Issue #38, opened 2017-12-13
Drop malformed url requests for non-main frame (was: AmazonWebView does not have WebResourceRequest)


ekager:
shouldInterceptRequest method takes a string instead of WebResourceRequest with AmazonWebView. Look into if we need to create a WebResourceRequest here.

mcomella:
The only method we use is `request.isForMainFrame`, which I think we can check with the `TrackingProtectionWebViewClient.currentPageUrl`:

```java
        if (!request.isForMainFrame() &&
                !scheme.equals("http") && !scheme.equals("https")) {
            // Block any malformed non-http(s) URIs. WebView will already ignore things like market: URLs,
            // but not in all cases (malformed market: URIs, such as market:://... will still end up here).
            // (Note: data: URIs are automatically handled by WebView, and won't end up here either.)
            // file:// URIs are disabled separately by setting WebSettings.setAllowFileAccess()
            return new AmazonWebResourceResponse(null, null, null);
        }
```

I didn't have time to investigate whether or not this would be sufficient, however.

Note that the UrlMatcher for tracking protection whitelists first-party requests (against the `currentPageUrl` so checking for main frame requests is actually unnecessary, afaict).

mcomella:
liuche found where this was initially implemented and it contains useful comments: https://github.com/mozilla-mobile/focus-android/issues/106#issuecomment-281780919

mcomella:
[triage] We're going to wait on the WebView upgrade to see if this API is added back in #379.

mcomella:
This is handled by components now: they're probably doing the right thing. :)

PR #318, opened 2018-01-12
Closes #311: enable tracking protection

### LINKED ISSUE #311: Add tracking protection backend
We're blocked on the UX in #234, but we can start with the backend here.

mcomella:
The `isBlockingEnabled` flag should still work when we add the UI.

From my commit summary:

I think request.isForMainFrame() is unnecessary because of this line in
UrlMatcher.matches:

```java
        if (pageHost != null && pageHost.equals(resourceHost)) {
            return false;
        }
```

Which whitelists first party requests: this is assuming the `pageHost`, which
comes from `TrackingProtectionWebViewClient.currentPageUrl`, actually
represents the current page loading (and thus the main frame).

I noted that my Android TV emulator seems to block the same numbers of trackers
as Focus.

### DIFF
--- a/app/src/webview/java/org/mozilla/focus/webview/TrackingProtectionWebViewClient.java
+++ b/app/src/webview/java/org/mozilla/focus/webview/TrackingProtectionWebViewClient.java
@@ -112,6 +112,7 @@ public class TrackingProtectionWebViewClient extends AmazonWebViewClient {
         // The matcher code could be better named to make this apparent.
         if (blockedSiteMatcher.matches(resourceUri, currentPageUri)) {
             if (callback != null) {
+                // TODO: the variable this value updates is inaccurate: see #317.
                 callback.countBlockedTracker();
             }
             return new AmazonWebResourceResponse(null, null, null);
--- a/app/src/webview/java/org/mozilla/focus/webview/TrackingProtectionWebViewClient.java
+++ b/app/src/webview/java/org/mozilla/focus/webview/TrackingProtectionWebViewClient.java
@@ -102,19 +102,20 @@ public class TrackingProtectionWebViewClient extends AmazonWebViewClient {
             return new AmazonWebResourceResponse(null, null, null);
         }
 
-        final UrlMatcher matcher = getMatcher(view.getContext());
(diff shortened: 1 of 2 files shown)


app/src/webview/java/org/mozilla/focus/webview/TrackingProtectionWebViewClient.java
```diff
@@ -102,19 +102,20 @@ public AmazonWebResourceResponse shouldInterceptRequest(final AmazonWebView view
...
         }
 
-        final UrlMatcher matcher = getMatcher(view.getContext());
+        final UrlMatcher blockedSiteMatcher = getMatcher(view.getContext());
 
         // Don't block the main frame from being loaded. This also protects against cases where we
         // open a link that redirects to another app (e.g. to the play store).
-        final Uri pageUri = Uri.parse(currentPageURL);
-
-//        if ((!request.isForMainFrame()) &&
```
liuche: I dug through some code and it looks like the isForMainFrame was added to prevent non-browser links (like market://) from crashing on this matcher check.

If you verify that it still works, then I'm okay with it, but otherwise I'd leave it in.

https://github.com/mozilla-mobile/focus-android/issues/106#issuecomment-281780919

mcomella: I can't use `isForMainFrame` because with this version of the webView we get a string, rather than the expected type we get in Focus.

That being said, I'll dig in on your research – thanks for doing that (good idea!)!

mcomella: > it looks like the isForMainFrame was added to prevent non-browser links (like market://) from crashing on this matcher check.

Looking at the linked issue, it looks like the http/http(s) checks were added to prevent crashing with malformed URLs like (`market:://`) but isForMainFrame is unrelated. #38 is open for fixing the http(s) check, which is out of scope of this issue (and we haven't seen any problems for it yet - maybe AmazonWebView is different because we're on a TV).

■ ■ ■ ■ ■ ■ ■

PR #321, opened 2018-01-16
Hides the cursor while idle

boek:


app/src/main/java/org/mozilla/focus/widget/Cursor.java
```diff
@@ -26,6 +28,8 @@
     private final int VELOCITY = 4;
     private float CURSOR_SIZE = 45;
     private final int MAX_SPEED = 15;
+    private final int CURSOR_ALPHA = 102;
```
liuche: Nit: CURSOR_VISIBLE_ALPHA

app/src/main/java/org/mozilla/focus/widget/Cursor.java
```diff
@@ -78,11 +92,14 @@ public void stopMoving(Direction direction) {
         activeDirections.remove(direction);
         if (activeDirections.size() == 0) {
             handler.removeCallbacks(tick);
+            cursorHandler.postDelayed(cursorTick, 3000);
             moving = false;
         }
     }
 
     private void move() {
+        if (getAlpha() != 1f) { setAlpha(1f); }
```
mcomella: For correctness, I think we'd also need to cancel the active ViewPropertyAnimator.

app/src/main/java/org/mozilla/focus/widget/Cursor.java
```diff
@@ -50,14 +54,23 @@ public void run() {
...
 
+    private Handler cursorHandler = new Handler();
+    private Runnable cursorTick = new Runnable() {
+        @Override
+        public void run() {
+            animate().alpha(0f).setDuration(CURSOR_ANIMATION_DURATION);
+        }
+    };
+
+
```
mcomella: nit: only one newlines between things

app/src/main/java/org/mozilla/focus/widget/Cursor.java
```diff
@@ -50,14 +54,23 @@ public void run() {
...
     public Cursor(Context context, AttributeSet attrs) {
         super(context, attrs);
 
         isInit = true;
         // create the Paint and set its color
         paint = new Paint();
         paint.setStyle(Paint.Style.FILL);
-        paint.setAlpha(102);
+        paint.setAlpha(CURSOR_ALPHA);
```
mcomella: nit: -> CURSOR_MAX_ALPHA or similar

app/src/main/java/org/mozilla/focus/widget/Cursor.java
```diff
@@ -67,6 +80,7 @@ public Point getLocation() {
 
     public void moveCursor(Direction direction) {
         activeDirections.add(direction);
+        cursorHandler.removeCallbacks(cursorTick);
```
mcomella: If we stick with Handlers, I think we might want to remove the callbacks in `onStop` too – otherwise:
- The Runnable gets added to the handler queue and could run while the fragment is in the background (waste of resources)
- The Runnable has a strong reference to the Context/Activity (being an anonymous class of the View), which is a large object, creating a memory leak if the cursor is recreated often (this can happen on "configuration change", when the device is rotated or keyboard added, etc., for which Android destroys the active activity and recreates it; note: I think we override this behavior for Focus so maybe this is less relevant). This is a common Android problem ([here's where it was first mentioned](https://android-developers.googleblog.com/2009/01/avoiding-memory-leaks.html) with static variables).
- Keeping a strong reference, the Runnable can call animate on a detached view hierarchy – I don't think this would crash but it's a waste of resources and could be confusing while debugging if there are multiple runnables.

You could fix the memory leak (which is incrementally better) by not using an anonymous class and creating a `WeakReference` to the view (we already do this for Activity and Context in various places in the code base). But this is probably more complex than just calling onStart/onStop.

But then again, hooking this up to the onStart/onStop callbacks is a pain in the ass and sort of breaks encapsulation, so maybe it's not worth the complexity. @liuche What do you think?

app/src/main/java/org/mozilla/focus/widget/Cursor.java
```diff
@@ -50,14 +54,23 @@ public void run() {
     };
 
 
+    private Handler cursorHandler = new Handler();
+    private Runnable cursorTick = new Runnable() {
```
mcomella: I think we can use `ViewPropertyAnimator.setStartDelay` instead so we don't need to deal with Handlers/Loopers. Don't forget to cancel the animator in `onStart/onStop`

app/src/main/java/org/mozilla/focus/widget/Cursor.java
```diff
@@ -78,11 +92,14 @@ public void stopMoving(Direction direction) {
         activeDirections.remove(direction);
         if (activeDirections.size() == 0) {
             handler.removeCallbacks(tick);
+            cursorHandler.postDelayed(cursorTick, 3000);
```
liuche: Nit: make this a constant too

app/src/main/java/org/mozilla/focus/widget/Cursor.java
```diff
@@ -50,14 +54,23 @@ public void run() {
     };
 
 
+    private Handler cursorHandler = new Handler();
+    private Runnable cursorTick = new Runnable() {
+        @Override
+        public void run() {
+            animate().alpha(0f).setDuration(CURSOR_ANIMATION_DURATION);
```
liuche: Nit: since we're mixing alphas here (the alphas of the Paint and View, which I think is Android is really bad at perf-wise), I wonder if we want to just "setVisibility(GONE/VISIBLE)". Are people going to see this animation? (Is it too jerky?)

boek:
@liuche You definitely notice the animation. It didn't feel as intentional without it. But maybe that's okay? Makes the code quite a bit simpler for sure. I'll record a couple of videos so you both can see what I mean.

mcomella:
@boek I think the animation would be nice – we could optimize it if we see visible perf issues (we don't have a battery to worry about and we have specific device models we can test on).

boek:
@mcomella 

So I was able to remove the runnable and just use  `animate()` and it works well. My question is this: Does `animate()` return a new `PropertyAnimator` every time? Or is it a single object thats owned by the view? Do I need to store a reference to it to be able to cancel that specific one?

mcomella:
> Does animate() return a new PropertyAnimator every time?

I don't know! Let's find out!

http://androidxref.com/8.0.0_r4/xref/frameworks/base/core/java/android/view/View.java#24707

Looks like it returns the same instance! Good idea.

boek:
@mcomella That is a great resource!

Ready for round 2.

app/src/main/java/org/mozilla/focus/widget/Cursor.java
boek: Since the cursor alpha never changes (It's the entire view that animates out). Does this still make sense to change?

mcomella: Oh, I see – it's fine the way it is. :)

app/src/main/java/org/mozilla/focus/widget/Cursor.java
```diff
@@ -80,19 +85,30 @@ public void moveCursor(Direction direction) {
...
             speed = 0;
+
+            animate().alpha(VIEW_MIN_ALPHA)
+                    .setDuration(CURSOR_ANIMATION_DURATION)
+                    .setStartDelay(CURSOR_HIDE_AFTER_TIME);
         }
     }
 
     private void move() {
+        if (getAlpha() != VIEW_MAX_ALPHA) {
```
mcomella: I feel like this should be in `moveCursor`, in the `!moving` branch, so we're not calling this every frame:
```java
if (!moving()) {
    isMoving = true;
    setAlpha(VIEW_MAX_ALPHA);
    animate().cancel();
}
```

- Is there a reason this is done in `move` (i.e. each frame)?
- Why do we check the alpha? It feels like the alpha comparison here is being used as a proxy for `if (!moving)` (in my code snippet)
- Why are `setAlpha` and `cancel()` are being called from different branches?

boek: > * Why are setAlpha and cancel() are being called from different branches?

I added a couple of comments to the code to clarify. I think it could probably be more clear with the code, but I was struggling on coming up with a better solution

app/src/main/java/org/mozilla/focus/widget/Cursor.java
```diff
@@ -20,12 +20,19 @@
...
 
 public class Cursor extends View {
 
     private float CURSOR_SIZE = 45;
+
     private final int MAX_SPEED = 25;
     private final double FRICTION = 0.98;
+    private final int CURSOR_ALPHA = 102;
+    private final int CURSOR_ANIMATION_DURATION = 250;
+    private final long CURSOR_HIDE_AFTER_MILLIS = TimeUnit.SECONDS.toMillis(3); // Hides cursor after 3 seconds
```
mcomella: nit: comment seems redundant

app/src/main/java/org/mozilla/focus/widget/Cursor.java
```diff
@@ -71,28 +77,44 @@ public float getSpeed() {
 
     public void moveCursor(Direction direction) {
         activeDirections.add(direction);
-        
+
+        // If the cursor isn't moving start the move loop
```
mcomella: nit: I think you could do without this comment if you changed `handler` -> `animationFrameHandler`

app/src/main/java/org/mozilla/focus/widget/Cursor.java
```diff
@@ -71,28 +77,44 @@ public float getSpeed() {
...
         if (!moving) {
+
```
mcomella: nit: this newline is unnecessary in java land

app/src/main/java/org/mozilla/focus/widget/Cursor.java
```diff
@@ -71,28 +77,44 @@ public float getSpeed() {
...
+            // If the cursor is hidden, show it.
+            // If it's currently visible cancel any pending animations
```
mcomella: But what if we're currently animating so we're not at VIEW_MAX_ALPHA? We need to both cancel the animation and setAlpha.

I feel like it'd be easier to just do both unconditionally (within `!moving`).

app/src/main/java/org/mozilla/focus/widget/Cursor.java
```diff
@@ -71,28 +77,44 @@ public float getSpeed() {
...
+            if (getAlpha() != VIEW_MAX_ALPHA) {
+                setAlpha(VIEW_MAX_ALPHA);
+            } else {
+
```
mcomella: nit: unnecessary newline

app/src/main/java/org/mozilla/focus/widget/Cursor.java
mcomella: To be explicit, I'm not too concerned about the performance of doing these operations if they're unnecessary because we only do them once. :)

■ ■ ■ ■ ■ ■ ■

Instructions for the task: Tell me how many lines of the records include the word "calling", replying with the number alone.

Response area: 2